-- Information follows --

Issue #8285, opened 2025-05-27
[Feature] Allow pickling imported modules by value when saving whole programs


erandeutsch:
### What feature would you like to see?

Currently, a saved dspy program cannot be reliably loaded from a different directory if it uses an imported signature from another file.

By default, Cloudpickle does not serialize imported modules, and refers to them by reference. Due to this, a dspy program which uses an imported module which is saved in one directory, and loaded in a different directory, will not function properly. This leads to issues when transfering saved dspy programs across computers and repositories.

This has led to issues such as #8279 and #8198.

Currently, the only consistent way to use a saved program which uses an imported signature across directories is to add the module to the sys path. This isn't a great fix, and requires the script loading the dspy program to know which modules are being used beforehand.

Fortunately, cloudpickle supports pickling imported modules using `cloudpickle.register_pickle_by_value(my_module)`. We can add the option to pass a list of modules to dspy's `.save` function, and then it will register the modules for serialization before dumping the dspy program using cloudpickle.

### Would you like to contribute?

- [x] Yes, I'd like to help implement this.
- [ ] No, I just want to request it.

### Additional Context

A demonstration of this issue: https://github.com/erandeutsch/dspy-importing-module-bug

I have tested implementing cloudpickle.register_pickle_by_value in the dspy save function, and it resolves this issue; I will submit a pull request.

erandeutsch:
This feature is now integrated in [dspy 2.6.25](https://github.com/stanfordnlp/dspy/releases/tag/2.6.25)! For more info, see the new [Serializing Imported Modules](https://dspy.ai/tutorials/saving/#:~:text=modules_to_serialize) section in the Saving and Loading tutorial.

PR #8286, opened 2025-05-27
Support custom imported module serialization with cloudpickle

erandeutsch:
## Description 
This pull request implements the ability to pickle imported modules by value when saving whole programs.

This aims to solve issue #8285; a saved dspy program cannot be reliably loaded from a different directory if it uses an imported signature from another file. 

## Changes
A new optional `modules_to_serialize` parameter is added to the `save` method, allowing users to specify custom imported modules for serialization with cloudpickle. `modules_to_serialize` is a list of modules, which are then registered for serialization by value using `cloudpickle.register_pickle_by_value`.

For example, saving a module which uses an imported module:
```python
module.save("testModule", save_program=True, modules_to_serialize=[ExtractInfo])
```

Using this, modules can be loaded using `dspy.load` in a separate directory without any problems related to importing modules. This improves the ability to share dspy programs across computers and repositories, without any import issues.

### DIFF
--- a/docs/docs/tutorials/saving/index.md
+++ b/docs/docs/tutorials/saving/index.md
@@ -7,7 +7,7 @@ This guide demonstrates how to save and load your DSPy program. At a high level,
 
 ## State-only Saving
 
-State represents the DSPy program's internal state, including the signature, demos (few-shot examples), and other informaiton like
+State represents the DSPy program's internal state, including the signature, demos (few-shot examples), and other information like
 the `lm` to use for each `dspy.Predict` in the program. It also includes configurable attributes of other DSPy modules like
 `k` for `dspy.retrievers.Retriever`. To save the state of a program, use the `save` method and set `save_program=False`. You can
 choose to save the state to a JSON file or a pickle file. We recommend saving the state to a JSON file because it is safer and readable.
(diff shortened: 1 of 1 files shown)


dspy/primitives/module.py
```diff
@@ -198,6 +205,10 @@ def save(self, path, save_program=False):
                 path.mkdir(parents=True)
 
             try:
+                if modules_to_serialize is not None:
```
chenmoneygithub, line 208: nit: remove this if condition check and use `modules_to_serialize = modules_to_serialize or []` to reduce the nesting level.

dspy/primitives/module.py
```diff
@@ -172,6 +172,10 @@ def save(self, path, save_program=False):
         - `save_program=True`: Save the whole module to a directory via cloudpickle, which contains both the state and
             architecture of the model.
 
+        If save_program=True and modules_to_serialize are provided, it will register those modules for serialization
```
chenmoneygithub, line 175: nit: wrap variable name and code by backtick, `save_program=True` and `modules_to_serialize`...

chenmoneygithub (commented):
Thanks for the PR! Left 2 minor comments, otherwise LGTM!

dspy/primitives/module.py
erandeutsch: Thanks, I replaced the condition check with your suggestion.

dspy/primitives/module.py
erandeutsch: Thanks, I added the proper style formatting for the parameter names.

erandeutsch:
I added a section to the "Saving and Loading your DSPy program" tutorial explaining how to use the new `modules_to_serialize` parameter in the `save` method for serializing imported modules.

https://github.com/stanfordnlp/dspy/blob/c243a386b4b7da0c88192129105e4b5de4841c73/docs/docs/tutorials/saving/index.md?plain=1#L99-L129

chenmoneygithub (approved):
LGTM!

-- Information concluded --

[Aim of the exercise]: Copy out each line from the preceding entries that mentions the word "tutorials".

[Answer for the task]:
This feature is now integrated in [dspy 2.6.25](https://github.com/stanfordnlp/dspy/releases/tag/2.6.25)! For more info, see the new [Serializing Imported Modules](https://dspy.ai/tutorials/saving/#:~:text=modules_to_serialize) section in the Saving and Loading tutorial.
--- a/docs/docs/tutorials/saving/index.md
+++ b/docs/docs/tutorials/saving/index.md
https://github.com/stanfordnlp/dspy/blob/c243a386b4b7da0c88192129105e4b5de4841c73/docs/docs/tutorials/saving/index.md?plain=1#L99-L129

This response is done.